Yes sir , outstanding work there buddy. That looks great. Scott


----------



## dragonflyoutdoors (Oct 30, 2012)

turned out great carl. i like what u did with the leather.


----------



## nkbigdog (Oct 31, 2012)

Very impressive Carl!!


----------



## Anvil Head (Oct 31, 2012)

Thanks folks, enjoyed making it. The blade was on the table at TR but not the sheath. Forging the blade was pretty straight forward work, but the sheath was a bit trickier.
Pretty little hound there Jason. Thanks for the additional pictures. Watch out on your follow through cuts.......that thing won't know meat & bones from brush & briars.


----------



## Miguel Cervantes (Oct 31, 2012)

That is one incredible looking blade. Nice job!!!


----------



## the r.o.c. (Nov 1, 2012)

great knife, but the leather is super...


----------



## Anvil Head (Nov 1, 2012)

Thanks, required a little thinking to get everything in the right place (most nearly pulled a ligament behind the left ear!). Never showed it to Dad (Sandy Morrissey), he'd a wore me out on this one. 
Hard not to break out the swivel knife and stamps on that big a "pallet" of flat leather, but would have been inappropiate for that style knife.
The leg straps are totally removable so it can lashed to a pack.

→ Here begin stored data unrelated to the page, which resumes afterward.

PR #497, opened 2019-04-16
add get root block header list with skip p2p command

qizhou:
Similar to https://github.com/ethereum/devp2p/blob/master/caps/eth.md#getblockheaders-0x03, add the command to support skip so that we could fast locate the ancestor of the local tip and remote tip in the canonical chain.

### DIFF
--- a/quarkchain/cluster/p2p_commands.py
+++ b/quarkchain/cluster/p2p_commands.py
@@ -11,6 +11,7 @@ from quarkchain.core import (
 )
 from quarkchain.core import RootBlockHeader, MinorBlockHeader, RootBlock, MinorBlock
 from quarkchain.core import Serializable, PrependedSizeListSerializer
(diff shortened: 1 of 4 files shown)


qizhou:
Currently synchronizer is too slow - taking too much time in download block headers.  The planned optimization is to locate their ancestor asap and the download from the ancestor - this requires the new command so that we could arbitrarily query a block header with its height in the canonical root chain.

qizhou:
> while this sounds fine, I don't get why downloading 500 headers at a time can cause slowness, to download 1 week of root block headers we just need to download 20 times which looks OK to me

Currently, it takes 1-10 seconds to download 500 headers, which means for 44000 blocks , it takes 88s to 880s, which is a considerable time.  in addition, any sync error will cause re-download the blocks.  With such change, we only need log(time) to start downloading the actual blocks.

Jason's  idea and a pretty good one.


----------



## dawg2 (Nov 1, 2012)

Very nice.  The sheath is great looking too.


----------



## john costa (Nov 1, 2012)

awsome


----------



## jmhlsy (Nov 11, 2012)

Wanted to give a update after doing some chopping. It is made from 5160, just shy of .25" and hollow ground. The whole package weighs 2.2# and digs in like a beast. It slashes through limbs 1" and smaller with one pass. After seeing that it did small stuff very well I decided to try something a little harder.  I cut down a 4" ,live, water oak in about a minute. Then a 2.5" ,dead, sourwood.  No hand fatigue at all.  And the blade is still flawless.  It also feels great carrying it. The straps keep it from beating you up as you walk.  I was not planning on using the upper strap for belt carry but I did this time. (sorry about small pics, not sure how to fix)  Great job Carl.


----------



## ncrobb (Nov 11, 2012)

Wow, "congrats" to the owner and an "outstanding job" to the maker.

Robb


----------



## walkinboss01 (Nov 11, 2012)

Wow!! That's just awesome.


----------



## Anvil Head (Nov 11, 2012)

Looks good on ya, Jason. Glad it's doing well for you. I may have to make another one or two.


----------



## Anvil Head (Nov 13, 2012)

When we going to see action pictures of you chopping the head off a big ol' burmese python?


----------



## Artfuldodger (Nov 14, 2012)

That case is as impressive as the knife! Is your pup a pointer?


----------



## carver (Nov 14, 2012)

Very nice Carl,looks like it could take on a few Zombies too.


----------



## jmhlsy (Nov 15, 2012)

Artfuldodger said:


> That case is as impressive as the knife! Is your pup a pointer?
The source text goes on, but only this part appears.